Mathematically, the volatility in rating adjustments can be illustrated using the concept of variance. The variance of a player’s rating after n games can be expressed as

Variance = (d² / n)

where d represents the average deviation from the expected outcome. With a small value of n in a player’s first few games, the variance is high which means that a rating is accurate to a much lower degree. Think of this as the difference between trying to measure something with a ruler, which has lots of markings and a higher n value, and trying to measure the same thing with your own foot, which you know is roughly a foot long and has a much lower n value. For measuring something like the length of a car, you will probably get roughly the right answer with your foot, but your level of confidence in that measurement would be lower.

The 25-Game Threshold

The threshold of 25 games is derived from empirical observations and statistical analysis within the chess community and other domains which already use Elo ratings. Here’s a simplified breakdown:

Initial Phase (0-10 games): During this phase, the player’s rating is highly unstable. A few good or bad results can cause significant shifts, leading to an unreliable estimate of their skill level.
Transitional Phase (10-25 games): The rating begins to stabilize as more data points (game results) are collected. Each additional game contributes to reducing the variance, making the rating progressively more reliable.
Stabilised Phase (25+ games): By the time a player has participated in about 25 games, their rating reaches a level of stability where individual game results cause smaller adjustments. The variance is significantly lower, indicating a more accurate representation of the player’s true skill level.

To understand how 8Realms accounts for this, consider two players, Alarielle and Belakor, each with an initial rating of 1500. Suppose Alarielle wins against Belakor in their first game. With a high K-factor (commonly 40 for new players), the rating change for Alarielle would be significant:

Expected score for Alarielle (E_A) = 0.5

Actual score for Alarielle (S_A) = 1

New rating for Alarielle (R’_A) = 1500 + 40(1 – 0.5) = 1520

New rating for Belakor (R’_B) = 1500 – 40(1 – 0.5) = 1480

After just one game, a swing of 20 points occurs.

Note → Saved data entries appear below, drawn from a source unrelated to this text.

PR #279, opened 2016-08-20
Added support for children that may be arrays.

aweber1:
I encountered this scenario when trying to use preact and preact-compat with radium (https://github.com/FormidableLabs/radium). For whatever reason, when rendering radium-enhanced components, sometimes the child components aren't `simple` or `VNode` or `function`, but instead are 1-element arrays with the first element being `simple` or `VNode`. 

When that is the case, the array is evaluated as a string and rendered as [Object Object] where you would normally expect the component markup to be. The code in this PR attempts to detect the array, then effectively flatten it and add the elements to the children collection.

While the code I've added in this PR "works", it's terribly ugly and may have unintended side effects. So while I'm submitting a PR, I'm mostly trying to bring awareness to the issue and hoping that a more elegant solution can be implemented by someone with better skills/understanding of preact.

### DIFF
--- a/src/h.js
+++ b/src/h.js
@@ -16,7 +16,7 @@ const SHARED_TEMP_ARRAY = [];
  */
 export function h(nodeName, attributes, firstChild) {
 	let len = arguments.length,
-		children, arr, lastSimple;
+		children, arr, lastSimple, lastSimple2;
 
 
 	if (len>2) {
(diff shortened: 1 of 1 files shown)


developit:
@aweber1 thanks for opening this up, definitely an issue we need to resolve. 

I'll take your implementation and a few alternatives I vome up with, and benchmark them to figure out what the best overall technique is.

slaskis:
I think it might be related. But I was trying out using hyperx instead of jsx with preact, to avoid a build step when using Electron.

And after some questioning why preact kept rendering `[Object object]` I figured it was because preacts `h()` expects the children to be more arguments while hyperx passes an array.

So my workaround for now is using a module like this:

```
const {h} = require('preact')
const hyperx = require('hyperx')

module.exports = hyperx(hr)

function hr(tagName, attrs, children) {
  if (Array.isArray(children)) {
    return h.apply(null, [tagName, attrs].concat(children))
  } else {
    return h(tagName, attrs, children)
  }
}
```

KrofDrakula:
I guess this was also resolved by #313.

developit:
Yup! Super appreciative of everyone's effort and contributions here. I ended up doing a bunch of performance testing and used @mhink's implementation and tests with some additional crazy optimizations.

developit:
So just to clarify - @aweber1 @slaskis both of your issues should be fixed in 6.1 :)

aweber1:
Many thanks! Glad a better solution was found than the hack I originally submitted :)

PR #280, opened 2016-08-20
Added check for component.__ref as function.

aweber1:
I'm trying to migrate a code base from react to preact and encountered instances where `component.__ref` was a string value and not a function, thereby resulting in `component.__ref is not a function` errors. 

The fix in this PR seemed to fix the problem, but hopefully there aren't unintended consequences of `.__ref` not being a function.

### DIFF
--- a/src/vdom/component.js
+++ b/src/vdom/component.js
@@ -62,7 +62,7 @@ export function setComponentProps(component, props, opts, context, mountAll) {
 		}
 	}
 
-	if (component.__ref) component.__ref(component);
+	if (component.__ref && isFunction(component.__ref)) component.__ref(component);
 }
 
 
@@ -274,6 +274,6 @@ export function unmountComponent(component, remove) {
 		removeOrphanedChildren(base.childNodes, !remove);
 	}
 
-	if (component.__ref) component.__ref(null);
+	if (component.__ref && isFunction(component.__ref)) component.__ref(null);
 	if (component.componentDidUnmount) component.componentDidUnmount();
 }


developit:
Hi there! This was actually intentional si that an error is thrown for non-functions. For string refs use preact-compat

aweber1:
Thanks for the quick reply! I am actually using preact-compat already. Is there something specific that needs to be enabled/configured in order to use string refs?

developit:
Make sure you are inheriting from `preact-compat`'s Component and using its createElement for JSX.

aweber1:
Ok, we're just using the preact-compat webpack aliases for react and react-dom, so everything "should" be using preact-compat Component and render. However, I think the components that were throwing ref errors are also products of `cloneElement` and `.Children` operations, so maybe an edge case. I'll dig around a bit more now that I know string refs should be handled by react-compat.

Thanks!

And thanks for preact in general - it's a great project and I really like the goals behind it.

developit:
Thanks! I appreciate your effort in tracking this down!

robbiewxyz:
@aweber1 I'm trying to get Auth0 working with preact-compat and I'm hitting this same error, so I'm on with you tracking down this string ref problem.

developit:
I wonder what the commonality is?  @robbiewxyz which Auth0 integration are you using? There seem to be a few.

robbiewxyz:
I'm working with [auth0/lock](https://github.com/auth0/lock).  Like @aweber1, I've aliased `react` and `react-dom` to `preact-compat`, but somehow a string ref is sneaking through and tripping up preact.

developit:
Are you using `babel-preset-react`? I'm wondering if this could be related to `babel-plugin-transform-react-inline-elements` or `babel-plugin-transform-react-constant-elements`.

robbiewxyz:
I'm not using any of those packages.  This is my `.babelrc`:
```javascript
{
	presets: [ 'stage-0', 'es2016' ],
	plugins: [
		[ 'transform-react-jsx', { pragma: 'h' } ]
	]
}
```

developit:
Hmmm - is the ref in your own codebase?  String refs in `preact-compat` are only applied when the JSX is transformed to `createElement()` calls (`import { createElement } from 'preact-compat'`).

robbiewxyz:
No, I'm certain it's not coming from my code.  I'm pretty sure that `cloneElement` is the common denominator with our errors.  My error traces to where the Auth0 codebase calls something like this:

```
return cloneElement (createElement (...), { ref: "something" })
```

And because that new `ref` is going through `cloneElement`, isn't ever getting transformed through `createStringRefProxy`.  So then we have a string ref getting through `preact-compat` and killing `preact`.

developit:
Ah! You're right - the original VNode would no longer be associated because it's created via `cloneElement()`.  I assume `cloneElement()` is being invoked from within a component's `render()`?

If that's the caveat, it should be a pretty easy fix - just have to have cloneElement() apply the same transformations as createElement :)

robbiewxyz:
Yep, that's the case.  Thanks for the support!  I've got a version that's working for me with Auth0, I'd be happy to write a test and open a PR to [preact-compat](https://github.com/developit/preact-compat).

developit:
@robbiewxyz I had been playing with it locally and ended up with a fix and test as well, want to take a look?  I want to be sure it covers your case.

developit:
I believe we can close this out since `preact-compat` now prevents String refs from erroneously falling through cloneElement!

ianlamb:
Hey there, I'm running into this exact same issue trying to use https://github.com/reactjs/react-tabs with preact/preact-compat

They seem to be using cloneElement as well. Maybe this is an edge case that was missed in the original fix, or possibly a regression?

developit:
Hmm, not sure. I haven't seen anything about this in a long long time. Maybe worth a new issue on the compat repo?

PR #674, opened 2017-04-26
Use build code from preact-compat

btd:
I used code from preact-compat (you said you are ok with it). So i used buble instead of babel etc.
Also i used umd as export target and gzip size increased to +40 bytes. Is this ok? (i know you care about size).


developit:
Awesome, thanks for putting this together.  I'm going to check it out locally and try to figure out why it's adding 40 bytes.  That's not too huge of a size increase, but it's worth doing a diff to check. Will post back here when I've been able to find anything.

btd:
@developit 40 bytes added because at the end build become umd instead of modules+browser globals (so it is amd support added it).

developit:
Ahh, okay. I usually keep `umd` for the `main` entry but use a simplified wrapper for the minified one.

btd:
@developit ping. If you think it should be updated i can do this. Just point me to wrapper for umd you are using.

xMartin:
Works for me. Would love to see AMD support!

developit:
It might have to be custom. I can do it post-merge, not sure I have anything that would work out-of-the-box.

xMartin:
Looks like UMD support was removed again by https://github.com/developit/preact/commit/5b04dbf0f04042638b1f3310274442707b9dd6ad.

PR #675, opened 2017-04-26
ES Module build

### LINKED ISSUE #670: Web-compatible ES module build
Hey @developit! I was wondering if you would be open to a new build that is ES modules compatible for the web?  I have a branch of this working locally. It uses a small custom babel plugin that turns stuff like `'./util'` into `'./util.js'`;

It works in Safari:

screen shot 2017-04-25 at 10 34 22 am

In my branch I run the babel plugin and put everything into `dist/es/`.   This took me like 5 minutes, super easy. **If** you are open to adding this, there are a couple of options:

## `dist/es` or some such folder

This would be the way I did it for my proof of concept. This means that browser users would use Preact with something like:

```js
import { Component } from './node_modules/preact/dist/es/preact.js';
```

This would require no changes to your `src/` codebase. If you wanted to keep src/ the way it is, this is the way to go.

## `preact.js` in root folder

A bit nicer solution for web users would be if you added `preact.js` to the root folder and all it did was:

```js
export * from './src/preact.js';
```

Or it could point to `'./es/dist/preact.js'`. If you are willing to change your src/ modules to add the `.js` at the end and point to exact files in that way, then no Babel transformations would be needed.

Users would only have to do:

```js
import { Component } from './node_modules/preact/preact.js';
```

Which is just a tiny bit easier.

Let me know what you think!  cc @treshugart

matthewp:
This adds an ES module build into `dist/preact.esm.js` as [described here](https://github.com/developit/preact/issues/670#issuecomment-297201594). Closes #670


developit:
😍😍

developit:
Hoping to be able to merge this and get a release out in the next couple of days. Sorry for the delay, life stuff taking priority for a little bit!  Anyone else able to review is much appreciated.

matthewp:
No worries, thanks!

jescalan:
I was just about to PR this myself -- looking forward to it!

developit:
Me too! I should have time to get this merged after Google I/O.

aduth:
Would this need also a `module` entry in `package.json` to allow it to be detected by bundlers?

https://github.com/rollup/rollup/wiki/pkg.module

developit:
indeed!

matthewp:
What should "module" point to? I'll update the PR with that if it will help move this along. Anything else needed?

aduth:
>What should "module" point to?

`dist/preact.esm.js` I believe

matthewp:
Added the field.

FredKSchott:
+1, would love to have this. I have some tooling in my build pipeline that needs the "module" field. 

While it's no longer required in Node's proposed ESM support plan, it's still the current standard for denoting an ESM entrypoint.

developit:
I really am hoping to get this into 8.2, sorry for the horrible delay everyone :(

developit:
so... finally merged!

matthewp:
Yay!

PR #676, opened 2017-04-26
Upgrade to webpack 2

gdub22:
Karma is using webpack to bundle the source for testing.


developit:
I'm surprised this works with Babel 5! haha

gdub22:
Ha yea, preact is still depending on `babel-loader` 5.x which uses babel 5.x.  Webpack is essentially just passing the options through.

If Alarielle continues to play and accumulate results, the changes will gradually diminish in magnitude as more data points provide a clearer picture of their skill. By the 25th game, the rating change per game is much smaller, reflecting the stabilizing effect of a larger sample size.

Conclusion

8Realms Ratings are a powerful tool for assessing player skill, but below a 25-game threshold the variance is too high for the rating to be considered ‘true’. As players reach and surpass the 25-game mark, their ratings stabilise and provide a more reliable measure of their performance. This threshold is a crucial consideration for players, TOs and stats nerds who want to understand how 8Realms ratings reflect player skill in the UK AOS competitive scene.